■ **Extracted records**
PR #89, opened 2026-01-09
Lex `/` and comments starting with `//`.

math-fehr:


Veir/Parser/Lexer.lean
```diff
@@ -191,6 +194,19 @@ partial def lexBareIdentifier (state : LexerState) (tokStart : Nat) : Token × L
   let newState := { state with pos := pos }
   (newState.formToken TokenKind.BareIdent tokStart, newState)
 
+def skipComments (state : LexerState) : LexerState :=
+  if h: state.isEof then
```
tobiasgrosser, line 198:
```suggestion
  if state.isEof then
```

No need to name this condition, no?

■ **EXERCISE DESCRIPTION**
For the entries above, transcribe precisely the lines from the one with "Veir/Parser/Lexer.lean" through the end, including both.

■ **RESULT**
Veir/Parser/Lexer.lean
```diff
@@ -191,6 +194,19 @@ partial def lexBareIdentifier (state : LexerState) (tokStart : Nat) : Token × L
   let newState := { state with pos := pos }
   (newState.formToken TokenKind.BareIdent tokStart, newState)
 
+def skipComments (state : LexerState) : LexerState :=
+  if h: state.isEof then
```
tobiasgrosser, line 198:
```suggestion
  if state.isEof then
```

No need to name this condition, no?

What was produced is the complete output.